The video for “La Fete Nulle” features a casually strewn (read: messy) table with the keyboard on it, the three performers awkwardly sitting closely together with what looks like packing tape distorting their features. Is this a comment on lockdown isolation? Plastic surgery gone wrong? A very effective home-brewed strategy to avoid objectification? It gives the video the feel of a very casual impromptu puppet show.
It’s my favorite track, a circular lament about a really bad party- prodigiously bad in fact. It’s very funny, sung very earnestly and reminds me of being dragged as a kid to events I didn’t want to go to but couldn’t leave. There really are not enough songs out there about mandatory social events and the elaborate societal mores that require us to tolerate allegedly fun gatherings when we would rather be elsewhere.
I’m reminded of Eric Satie tunes, of little glimpses into daily life, of bored children on car trips, of passing time with home-made fun: games, laughing, singing and complaining. It reminds me of how Alice in Wonderland begins, with Alice becoming sleepy and bored by the side of a river as her sister reads a book with no pictures. She then, of course, dreams a picture-filled world of inversions, puzzles, and twisted logic. Like Alice in Wonderland, L’oiseau magnifique very much plays with the rules and norms of things in the world. It is also seriously reassuring; a reminder of some of the best bits about being human: sharing, inventing, participating creatively together. It is defiantly not about showboating, which can also be taken as a more feminist, collaborative approach to music-making. The aspect of virtuosity being tamped down in favor of an apparently off-the-cuff musical jam session, in keeping with folk traditions and a house-concert ethos.

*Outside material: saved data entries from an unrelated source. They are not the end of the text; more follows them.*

PR #80, opened 2015-10-15
Avoid endlessly looping in the deployment queue in some cases

vuntz:
It can happen that we end up stuck in the deployment queue because a
proposal stays in the queue can't be applied. It happens, for instance,
if the proposal is not valid (or being applied).

So ignore proposals that can't be committed and that results in 4xx or
5xx errors.


rsalevsky:
+1

tboerger:
:+1:

PR #283, opened 2016-02-05
Delete pacemaker resources after stopping.

jsuchome:
They could be re-created once the barclamps are applied again.

1. Maybe it will not be needed, let's see...
2. Maybe some cibadmin command could do it better: cibadmin -E ?

### DIFF
--- a/chef/cookbooks/crowbar/recipes/crowbar-upgrade.rb
+++ b/chef/cookbooks/crowbar/recipes/crowbar-upgrade.rb
@@ -31,6 +31,11 @@ when "openstack_shutdown"
 
   include_recipe "crowbar::stop-services-before-upgrade"
 
+  execute "delete pacemaker resources in non-DB cluster" do
+    command "cibadmin -E -f"
+    only_if { ::File.exist?("/usr/sbin/cibadmin") }
+  end
+
   # Stop DRBD and corosync.
   # (Note that this node is not running database)
   service "drbd" do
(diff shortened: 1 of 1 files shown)


jsuchome:
This really does not seem to work. When I try to delete everything, I get the complain that drbd is still running (although it was stopped before). `cibadmin -E -f` might really be better option

chef/cookbooks/crowbar/recipes/crowbar-upgrade.rb
```diff
@@ -31,6 +31,11 @@
 
   include_recipe "crowbar::stop-services-before-upgrade"
 
+  execute "delete pacemaker resources in non-DB cluster" do
+    command "cibadmin -E -f"
+    only_if { ::File.exist?("/usr/sbin/crm") }
```
vuntz: Maybe you should check for cibadmin, not crm?

Note that this will remove not just resources and constraints, but also nodes. But I guess that's okay...

chef/cookbooks/crowbar/recipes/crowbar-upgrade.rb
```diff
@@ -102,6 +107,7 @@
           crm resource stop $resource
         done
       done
+      cibadmin -E -f
```
vuntz: Only for readability: I'd use an `execute` chef resource like what you did above. This makes it easier to compare the two code paths.

jsuchome:
Finally, after some testing, this seem to work well

vuntz:
+1

aplanas:
+1

PR #285, opened 2016-02-06
crowbar: Retry transaction when sqlite is busy (bsc#963738)

vuntz:
This is of course not a perfect solution, and can still fail after the
retries.

I still believe that there's a deeper issue because every time this
happens, it seems that two threads (not necessarily in the same worker,
though) are entering a deadlock while acquiring the sqlite lock while
this clearly should not happen (one should acquire the lock, while the
other would be blocked on acquiring).

But it makes the original bug extremely hard to reproduce now with the
following stress test:

 - having 8 nodes being rediscovered in a loop (this requires removing
   the nodes from the core proposals, and transitioning them from
   discovering to discovered)
 - having 10 requests to crowbar listing the nodes (and therefore
   creating sessions in the database) in a loop

https://bugzilla.suse.com/show_bug.cgi?id=963738

Co-Authored-By: Alberto Planas \<aplanas@gmail.com\>

### DIFF
--- a/crowbar_framework/config/initializers/sqlite_transaction_monkey_patch.rb
+++ b/crowbar_framework/config/initializers/sqlite_transaction_monkey_patch.rb
@@ -24,7 +24,21 @@ module ActiveRecord
   module ConnectionAdapters
     class SQLite3Adapter < AbstractAdapter
       def begin_db_transaction
-        log("begin transaction",nil) { @connection.transaction(:immediate) }
+        log("begin transaction", nil) do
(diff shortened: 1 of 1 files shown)


vuntz:
For the record: please see the long discussion in https://github.com/crowbar/crowbar-core/issues/281 (more or less the same patch, but @aplanas was not able to update the patch during the week-end).

aplanas:
+1

nkrinner:
+1

PR #286, opened 2016-02-08
crowbar: Fix typo in log

vuntz:
Also, not sure why we "re-run" instead of simply "run" ;-)


vuntz:
Ah, it's fixed in https://github.com/crowbar/crowbar-core/pull/269. Let's not create a useless conflict with that PR.

PR #287, opened 2016-02-08
dont use dots for public-IP DNS names

bmwiedemann:
dots make it much harder to use wildcard SSL certs,
because those can only have a \* at the beginning
and dont support _._.domain


vuntz:
-1: this is what is done everywhere in crowbar for all networks. So if we want such a change, I expect some more changes in the network cookbook/barclamp to happen.

And in general, it's too late to do it for this release.

PR #289, opened 2016-02-08
Check if database proposal exists in CrowbarService::dump_openstack_database

mjura:
Check if database proposal exists in case,
when somebody is trying to upgrade undeployed nodes
or only with Ceph cluster

### DIFF
--- a/crowbar_framework/app/models/crowbar_service.rb
+++ b/crowbar_framework/app/models/crowbar_service.rb
@@ -105,9 +105,8 @@ class CrowbarService < ServiceObject
 
     # Check if database proposal exists in case when somebody is
     # trying to upgrade undeployed nodes or only with Ceph cluster
-    db_proposal = Proposal.where(barclamp: "database").first
-    msg = "There does not seem to exist any node running the database."
-    raise msg if db_proposal && db_nodes.empty?
+    db_proposal = Proposal.find_by(barclamp: "database")
+    raise I18n.t("model.service.database_missing") if db_proposal && db_nodes.empty?
 
     # This proposal could return some error if there's not enough space for DB dump
     # Controller must show the error and be able to call the function again once the problem
--- a/crowbar_framework/app/models/crowbar_service.rb
+++ b/crowbar_framework/app/models/crowbar_service.rb
@@ -103,7 +103,11 @@ class CrowbarService < ServiceObject
       node.save
     end
 
-    raise "There does not seem to exist any node running the database." if db_nodes.empty?
+    # Check if database proposal exists in case when somebody is
+    # trying to upgrade undeployed nodes or only with Ceph cluster
+    db_proposal = Proposal.where(barclamp: "database").first
+    msg = "There does not seem to exist any node running the database."
+    raise msg if db_proposal && db_nodes.empty?
 
     # This proposal could return some error if there's not enough space for DB dump
     # Controller must show the error and be able to call the function again once the problem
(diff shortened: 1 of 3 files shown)


jsuchome:
Wouldn't it be better to do the check for proposal at the beginning and skip the search for db nodes?

mjura:
> Wouldn't it be better to do the check for proposal at the beginning and skip the search for db nodes?

Unfortunately, no because we skip 
```
      node["crowbar_wall"]["crowbar_upgrade_step"] = step
      node.save
```
which is needed to move forward upgrade process.

jsuchome:
Hm, OK, I think it could stay this way.

crowbar_framework/app/models/crowbar_service.rb
```diff
@@ -103,7 +103,10 @@ def dump_openstack_database
       node.save
     end
 
-    raise "There does not seem to exist any node running the database." if db_nodes.empty?
+    # Check if database proposal exists in case when somebody is trying to upgrade undeployed nodes
+    # or only with Ceph cluster
+    db_proposal = Proposal.where(barclamp: "database", name: "default").first
```
vuntz: Can you move that line outside of the loop? Also, please don't look for a proposal with name `default` as the name could be different; just look for any database proposal.

mjura:
Was tested, works fine. Please comment

crowbar_framework/app/views/installer/upgrades/backup.html.haml
```diff
@@ -17,8 +17,11 @@
               = t(".description")
 
             %p
-              = database_node.name
-              = database_backup_path
+              - if upgrade_database_node
+                = upgrade_database_node.name
+                = upgrade_database_backup
+              - else
+                No database to dump
```
jsuchome: Could you make full sentence out of this?

vuntz:
@mjura can you rebase?

mjura:
@vuntz : It was rebased

mjura:
Ready to go

jsuchome:
+1c (the texts should be translated, but I'm not sure if we need to go through them now...)

vuntz:
If the text is not made localizable in this PR, then please create a followup task somewhere to make sure it will be.

mjura:
I've added translation, but I've to test

crowbar_framework/app/models/crowbar_service.rb
```diff
@@ -103,7 +103,11 @@ def dump_openstack_database
       node.save
     end
 
-    raise "There does not seem to exist any node running the database." if db_nodes.empty?
+    # Check if database proposal exists in case when somebody is
+    # trying to upgrade undeployed nodes or only with Ceph cluster
+    db_proposal = Proposal.where(barclamp: "database").first
```
MaximilianMeister: MINOR: you could also use 
`db_proposal = Proposal.find_by(barclamp: "database")` 
or
`db_proposal = Proposal.find_by(barclamp: "database", name: "default")`

rsalevsky:
@mjura Can you integrate #308 and close my PR?

crowbar_framework/app/models/crowbar_service.rb
vuntz: (don't do the second suggestion, first one is fine, I guess)

mjura: Ok, I've added first one

mjura:
@rsalevsky : I've cherry-picked your changed and rebased it

vuntz:
+1

rsalevsky:
+1

PR #291, opened 2016-02-08
Return true if repos are present (or not needed)

jsuchome:
cc @rsalevsky @rhafer

### DIFF
--- a/crowbar_framework/app/helpers/installer/upgrades_helper.rb
+++ b/crowbar_framework/app/helpers/installer/upgrades_helper.rb
@@ -87,6 +87,8 @@ module Installer
       if upgrade_ceph_repo_needed?
         return false unless upgrade_ceph_repo?
       end
+
+      true
     end
 
     def restored?


jsuchome:
I'm not sure if 2nd commit is correct way to do it. However, it also should not be right to require user to **Recheck** when everything is already correctly in place.

rsalevsky:
@jsuchome I would say we should postpone the second commit. There was no decision yet if we should skip steps or just say that everything is fine.

jsuchome:
Well, either way, currently the page does not say "that everything is fine", but tells me that HA repos are missing.

rsalevsky:
Let's just merge the first commit and I will implement something for the second.

jsuchome:
OK, deleted https://github.com/jsuchome/crowbar-core/commit/8986c79efee52b0e6fb27e26fca0e5091421df2c

rhafer:
+1

rsalevsky:
+1

PR #292, opened 2016-02-09
Various improvements to the exported files controller

vuntz:


rsalevsky:
+1

crowbar_framework/app/controllers/support_controller.rb
```diff
@@ -103,22 +102,29 @@ def export_supportconfig
...
-      RoleObject.all.each { |r| r.export }
-      Proposal.all.each { |p| p.export }
-
       filename = "crowbar-chef-#{Time.now.strftime("%Y%m%d-%H%M%S")}.tgz"
 
-      pid = Process.fork do
-        exports = Dir.glob(Rails.root.join("db", "*.json").to_s)
-        cmd     = ["tar", "-czf", Rails.root.join("tmp", filename).to_s, *exports]
+      tmpdir = Dir.mktmpdir
+      tmpdirpath = Pathname.new(tmpdir)
```
MaximilianMeister: MINOR: i would call it `tmpdir_path` for consistency

or as an alternative just use `tmpdir = Dir.mktmpdir(Pathname.new(tmpdir))` and reference it with `.to_s` where needed

crowbar_framework/config/routes.rb
```diff
@@ -62,13 +62,11 @@
 
   #support paths
   get "utils(.:format)", controller: "support", action: "index", as: "utils"
-  get "utils/files/:id(.:format)", controller: "support", action: "destroy", constraints: { id: /[^\/]+/ }, as: "utils_files"
+  delete "utils/files/:id(.:format)", controller: "support", action: "destroy", constraints: { id: /[^\/]+/ }, as: "utils_files"
```
MaximilianMeister: does this require some change in the cli?

MaximilianMeister:
just unsure about the cli part (don't know if we even offer it)
other than that it looks good

+1

crowbar_framework/config/routes.rb
tboerger: No, it's not part of the CLI yet.

PR #293, opened 2016-02-09
Reorganize Utilities menu a bit

vuntz:


rsalevsky:
+1

MaximilianMeister:
+1 (but i think you will need to update the branding branch right after the merge)

vuntz:
> (but i think you will need to update the branding branch right after the merge)

It doesn't conflict, so we're good it seems.

crowbar_framework/config/navigation.rb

I am pretty sure live concerts are the best way to appreciate Alice. The band have commented on the importance of the audience’s emotional responses as being an integral part of the experience. The whole project echoes the aesthetic described in Josephine the Singer, or the Mouse Folk the last short story written by Franz Kafka, about a singing diva whose talent is that she vocally expresses the hopes and anxieties of her people. The story is about the possibility of art to translate individual feeling into the collective realm, and, published in 1924, it is hard not to see the mouse people as a metaphor for deeply oppressed people living in stressful circumstances, under fascism, actively aware that things will worsen. They live in fear yet look for hope and joy and Josephine draws them together not through the technical excellence of her voice but through her fragility and vulnerability. She sings for them all and her art is the moment of optimism she delivers through the experience of the everyone deep listening and swaying to the sounds of their existential predicament, a state of being they cannot otherwise verbalize. It’s a major work disguised as a short story about a theatrical rodent, which very much feels like what is being attempted here.
L’oiseau magnifique thoughtfully gives us music for this moment, as we try to reconnect, find delight, poke at, critique and ponder this strange, pandemically morphed fascist-leaning world. I, for one, am wishing they come my way on tour soon. I could use a bit of a laugh/cry with some singing. In the meantime. I have the album to enchant and reassure me with its odd lullabies.